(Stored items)
PR #1556, opened 2024-11-26
Support relation visitor to visit the `Option` field

### LINKED ISSUE #1554: Relation visitor fails to visit the `SHOW COLUMNS` statement in the latest commit of the main branch
# Description
This problem can be reproduced by adding a test case at
https://github.com/apache/datafusion-sqlparser-rs/blob/525d1780e8f5c7ba6b7be327eaa788b6c8c47716/src/ast/visitor.rs#L736-L738

Consider a case
```rust
            (
                "SHOW COLUMNS FROM t1",
                vec![
                    "PRE: STATEMENT: SHOW COLUMNS FROM t1",
                    "PRE: RELATION: t1",
                    "POST: RELATION: t1",
                    "POST: STATEMENT: SHOW COLUMNS FROM t1",
                ],
            ),
```

The test case is passed in the previous release tag `v0.52.0-rc3`. However, in the latest commit of the main branch 525d1780e8f5c7ba6b7be327eaa788b6c8c47716 , the test fails and the result is
```rust
     "PRE: STATEMENT: SHOW COLUMNS FROM t1",
     "POST: STATEMENT: SHOW COLUMNS FROM t1",
```

It may cause the upstream project, DataFusion, to fail to execute the `SHOW COLUMNS FROM xxx` SQL.
https://github.com/apache/datafusion/blob/18fc103a403ab0efe5245dd4352f3f3b93c2a4fe/datafusion/core/src/execution/session_state.rs#L540

goldmedal:
close #1554 

If the field is a `Option` and add `#[with = "visit_xxx"]` to the field, the generated code
will try to access the field only if it is `Some`:

```rust
pub struct ShowStatementIn {
    pub clause: ShowStatementInClause,
    pub parent_type: Option<ShowStatementInParentType>,
    pub parent_name: Option<ObjectName>,
}
```

This will generate

```rust
impl sqlparser::ast::Visit for ShowStatementIn {
    fn visit<V: sqlparser::ast::Visitor>(
        &self,
        visitor: &mut V,
    ) -> ::std::ops::ControlFlow<V::Break> {
        sqlparser::ast::Visit::visit(&self.clause, visitor)?;
        sqlparser::ast::Visit::visit(&self.parent_type, visitor)?;
        if let Some(value) = &self.parent_name {
            visitor.pre_visit_relation(value)?;
            sqlparser::ast::Visit::visit(value, visitor)?;
            visitor.post_visit_relation(value)?;
        }
        ::std::ops::ControlFlow::Continue(())
    }
}

impl sqlparser::ast::VisitMut for ShowStatementIn {
    fn visit<V: sqlparser::ast::VisitorMut>(
        &mut self,
        visitor: &mut V,
    ) -> ::std::ops::ControlFlow<V::Break> {
        sqlparser::ast::VisitMut::visit(&mut self.clause, visitor)?;
        sqlparser::ast::VisitMut::visit(&mut self.parent_type, visitor)?;
        if let Some(value) = &mut self.parent_name {
            visitor.pre_visit_relation(value)?;
            sqlparser::ast::VisitMut::visit(value, visitor)?;
            visitor.post_visit_relation(value)?;
        }
        ::std::ops::ControlFlow::Continue(())
    }
}
```

### DIFF
--- a/derive/src/lib.rs
+++ b/derive/src/lib.rs
@@ -18,11 +18,8 @@
 use proc_macro2::TokenStream;
 use quote::{format_ident, quote, quote_spanned, ToTokens};
 use syn::spanned::Spanned;
-use syn::{
-    parse::{Parse, ParseStream},
-    parse_macro_input, parse_quote, Attribute, Data, DeriveInput, Fields, GenericParam, Generics,
-    Ident, Index, LitStr, Meta, Token,
-};
+use syn::{parse::{Parse, ParseStream}, parse_macro_input, parse_quote, Attribute, Data, DeriveInput, Fields, GenericParam, Generics, Ident, Index, LitStr, Meta, Token, Type, TypePath};
+use syn::{Path, PathArguments};
 
 /// Implementation of `[#derive(Visit)]`
 #[proc_macro_derive(VisitMut, attributes(visit))]
@@ -182,9 +179,21 @@ fn visit_children(
             Fields::Named(fields) => {
                 let recurse = fields.named.iter().map(|f| {
                     let name = &f.ident;
+                    let is_option = is_option(&f.ty);
                     let attributes = Attributes::parse(&f.attrs);
-                    let (pre_visit, post_visit) = attributes.visit(quote!(&#modifier self.#name));
-                    quote_spanned!(f.span() => #pre_visit sqlparser::ast::#visit_trait::visit(&#modifier self.#name, visitor)?; #post_visit)
+                    if is_option && attributes.with.is_some() {
+                        let (pre_visit, post_visit) = attributes.visit(quote!(value));
+                        quote_spanned!(f.span() =>
+                            if let Some(value) = &#modifier self.#name {
+                                #pre_visit sqlparser::ast::#visit_trait::visit(value, visitor)?; #post_visit
+                            }
+                        )
+                    } else {
+                        let (pre_visit, post_visit) = attributes.visit(quote!(&#modifier self.#name));
+                        quote_spanned!(f.span() =>
+                            #pre_visit sqlparser::ast::#visit_trait::visit(&#modifier self.#name, visitor)?; #post_visit
+                        )
+                    }
                 });
                 quote! {
                     #(#recurse)*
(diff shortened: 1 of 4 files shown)


src/ast/mod.rs
```diff
@@ -7653,6 +7653,7 @@ impl fmt::Display for ShowStatementInParentType {
 pub struct ShowStatementIn {
     pub clause: ShowStatementInClause,
     pub parent_type: Option<ShowStatementInParentType>,
+    #[cfg_attr(feature = "visitor", visit(with = "visit_relation"))]
```
alamb, line 7656: I took a look through the code, and it appears there are oehter fields that hold relation names that are not visited

For example:
https://github.com/alamb/sqlparser-rs/blob/a8432b57db6b8efc635e4903d712e76f7adb6e6d/src/ast/ddl.rs#L712-L713

https://github.com/apache/datafusion-sqlparser-rs/blob/4c629e8520b68eb289b34882aa326d80a6f8e022/src/ast/dml.rs#L580-L581

https://github.com/apache/datafusion-sqlparser-rs/blob/3c8fd748043188957d2dfcadb4bfcfb0e1f70c82/src/ast/mod.rs#L2432-L2431

https://github.com/apache/datafusion-sqlparser-rs/blob/3c8fd748043188957d2dfcadb4bfcfb0e1f70c82/src/ast/mod.rs#L2495-L2494

https://github.com/apache/datafusion-sqlparser-rs/blob/3c8fd748043188957d2dfcadb4bfcfb0e1f70c82/src/ast/mod.rs#L2666-L2665

Maybe we can file a ticket to annotate these ones too

derive/src/lib.rs
```diff
@@ -256,3 +265,16 @@ fn visit_children(
         Data::Union(_) => unimplemented!(),
     }
 }
+
+fn is_option(ty: &Type) -> bool {
+    if let Type::Path(TypePath { path: Path { segments, .. }, .. }) = ty {
+        if let Some(segment) = segments.last() {
+            if segment.ident == "Option" {
```
alamb, line 272: it seems in theory this would match anything called `Option` (even if it wasn't `std::Option`) but I think that seems ok to me (I don't think we'll have anything else realistically)

alamb (approved):
Thank you @goldmedal  . I think there were some other fields that have some wrapping structure simply because this feature was missing

I think we will also have to release a new version of sqlparser derive (which we don't always do) as part of this release given the change to the proc macro; I left a note to remind us here

I will also test this with DataFusion as well and report back

derive/src/lib.rs
goldmedal: Agreed, I think we won't have another struct called `Option` in this project 🤔. Or we can match the full path with `std::option::Option` or `core::option::Option` if required.

iffyio (approved):
Thanks @goldmedal!

alamb:
I double checked with https://github.com/apache/datafusion/pull/13546 and this works great. Thank you again @goldmedal and @iffyio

### [Directions]
Copy all the records above exactly, missing none.

### [Answer]
PR #1556, opened 2024-11-26
Support relation visitor to visit the `Option` field

### LINKED ISSUE #1554: Relation visitor fails to visit the `SHOW COLUMNS` statement in the latest commit of the main branch
# Description
This problem can be reproduced by adding a test case at
https://github.com/apache/datafusion-sqlparser-rs/blob/525d1780e8f5c7ba6b7be327eaa788b6c8c47716/src/ast/visitor.rs#L736-L738

Consider a case
```rust
            (
                "SHOW COLUMNS FROM t1",
                vec![
                    "PRE: STATEMENT: SHOW COLUMNS FROM t1",
                    "PRE: RELATION: t1",
                    "POST: RELATION: t1",
                    "POST: STATEMENT: SHOW COLUMNS FROM t1",
                ],
            ),
```

The test case is passed in the previous release tag `v0.52.0-rc3`. However, in the latest commit of the main branch 525d1780e8f5c7ba6b7be327eaa788b6c8c47716 , the test fails and the result is
```rust
     "PRE: STATEMENT: SHOW COLUMNS FROM t1",
     "POST: STATEMENT: SHOW COLUMNS FROM t1",
```

It may cause the upstream project, DataFusion, to fail to execute the `SHOW COLUMNS FROM xxx` SQL.
https://github.com/apache/datafusion/blob/18fc103a403ab0efe5245dd4352f3f3b93c2a4fe/datafusion/core/src/execution/session_state.rs#L540

goldmedal:
close #1554 

If the field is a `Option` and add `#[with = "visit_xxx"]` to the field, the generated code
will try to access the field only if it is `Some`:

```rust
pub struct ShowStatementIn {
    pub clause: ShowStatementInClause,
    pub parent_type: Option<ShowStatementInParentType>,
    pub parent_name: Option<ObjectName>,
}
```

This will generate

```rust
impl sqlparser::ast::Visit for ShowStatementIn {
    fn visit<V: sqlparser::ast::Visitor>(
        &self,
        visitor: &mut V,
    ) -> ::std::ops::ControlFlow<V::Break> {
        sqlparser::ast::Visit::visit(&self.clause, visitor)?;
        sqlparser::ast::Visit::visit(&self.parent_type, visitor)?;
        if let Some(value) = &self.parent_name {
            visitor.pre_visit_relation(value)?;
            sqlparser::ast::Visit::visit(value, visitor)?;
            visitor.post_visit_relation(value)?;
        }
        ::std::ops::ControlFlow::Continue(())
    }
}

impl sqlparser::ast::VisitMut for ShowStatementIn {
    fn visit<V: sqlparser::ast::VisitorMut>(
        &mut self,
        visitor: &mut V,
    ) -> ::std::ops::ControlFlow<V::Break> {
        sqlparser::ast::VisitMut::visit(&mut self.clause, visitor)?;
        sqlparser::ast::VisitMut::visit(&mut self.parent_type, visitor)?;
        if let Some(value) = &mut self.parent_name {
            visitor.pre_visit_relation(value)?;
            sqlparser::ast::VisitMut::visit(value, visitor)?;
            visitor.post_visit_relation(value)?;
        }
        ::std::ops::ControlFlow::Continue(())
    }
}
```

### DIFF
--- a/derive/src/lib.rs
+++ b/derive/src/lib.rs
@@ -18,11 +18,8 @@
 use proc_macro2::TokenStream;
 use quote::{format_ident, quote, quote_spanned, ToTokens};
 use syn::spanned::Spanned;
-use syn::{
-    parse::{Parse, ParseStream},
-    parse_macro_input, parse_quote, Attribute, Data, DeriveInput, Fields, GenericParam, Generics,
-    Ident, Index, LitStr, Meta, Token,
-};
+use syn::{parse::{Parse, ParseStream}, parse_macro_input, parse_quote, Attribute, Data, DeriveInput, Fields, GenericParam, Generics, Ident, Index, LitStr, Meta, Token, Type, TypePath};
+use syn::{Path, PathArguments};
 
 /// Implementation of `[#derive(Visit)]`
 #[proc_macro_derive(VisitMut, attributes(visit))]
@@ -182,9 +179,21 @@ fn visit_children(
             Fields::Named(fields) => {
                 let recurse = fields.named.iter().map(|f| {
                     let name = &f.ident;
+                    let is_option = is_option(&f.ty);
                     let attributes = Attributes::parse(&f.attrs);
-                    let (pre_visit, post_visit) = attributes.visit(quote!(&#modifier self.#name));
-                    quote_spanned!(f.span() => #pre_visit sqlparser::ast::#visit_trait::visit(&#modifier self.#name, visitor)?; #post_visit)
+                    if is_option && attributes.with.is_some() {
+                        let (pre_visit, post_visit) = attributes.visit(quote!(value));
+                        quote_spanned!(f.span() =>
+                            if let Some(value) = &#modifier self.#name {
+                                #pre_visit sqlparser::ast::#visit_trait::visit(value, visitor)?; #post_visit
+                            }
+                        )
+                    } else {
+                        let (pre_visit, post_visit) = attributes.visit(quote!(&#modifier self.#name));
+                        quote_spanned!(f.span() =>
+                            #pre_visit sqlparser::ast::#visit_trait::visit(&#modifier self.#name, visitor)?; #post_visit
+                        )
+                    }
                 });
                 quote! {
                     #(#recurse)*
(diff shortened: 1 of 4 files shown)


src/ast/mod.rs
```diff
@@ -7653,6 +7653,7 @@ impl fmt::Display for ShowStatementInParentType {
 pub struct ShowStatementIn {
     pub clause: ShowStatementInClause,
     pub parent_type: Option<ShowStatementInParentType>,
+    #[cfg_attr(feature = "visitor", visit(with = "visit_relation"))]
```
alamb, line 7656: I took a look through the code, and it appears there are oehter fields that hold relation names that are not visited

For example:
https://github.com/alamb/sqlparser-rs/blob/a8432b57db6b8efc635e4903d712e76f7adb6e6d/src/ast/ddl.rs#L712-L713

https://github.com/apache/datafusion-sqlparser-rs/blob/4c629e8520b68eb289b34882aa326d80a6f8e022/src/ast/dml.rs#L580-L581

https://github.com/apache/datafusion-sqlparser-rs/blob/3c8fd748043188957d2dfcadb4bfcfb0e1f70c82/src/ast/mod.rs#L2432-L2431

https://github.com/apache/datafusion-sqlparser-rs/blob/3c8fd748043188957d2dfcadb4bfcfb0e1f70c82/src/ast/mod.rs#L2495-L2494

https://github.com/apache/datafusion-sqlparser-rs/blob/3c8fd748043188957d2dfcadb4bfcfb0e1f70c82/src/ast/mod.rs#L2666-L2665

Maybe we can file a ticket to annotate these ones too

derive/src/lib.rs
```diff
@@ -256,3 +265,16 @@ fn visit_children(
         Data::Union(_) => unimplemented!(),
     }
 }
+
+fn is_option(ty: &Type) -> bool {
+    if let Type::Path(TypePath { path: Path { segments, .. }, .. }) = ty {
+        if let Some(segment) = segments.last() {
+            if segment.ident == "Option" {
```
alamb, line 272: it seems in theory this would match anything called `Option` (even if it wasn't `std::Option`) but I think that seems ok to me (I don't think we'll have anything else realistically)

alamb (approved):
Thank you @goldmedal  . I think there were some other fields that have some wrapping structure simply because this feature was missing

I think we will also have to release a new version of sqlparser derive (which we don't always do) as part of this release given the change to the proc macro; I left a note to remind us here

I will also test this with DataFusion as well and report back

derive/src/lib.rs
goldmedal: Agreed, I think we won't have another struct called `Option` in this project 🤔. Or we can match the full path with `std::option::Option` or `core::option::Option` if required.

iffyio (approved):
Thanks @goldmedal!

alamb:
I double checked with https://github.com/apache/datafusion/pull/13546 and this works great. Thank you again @goldmedal and @iffyio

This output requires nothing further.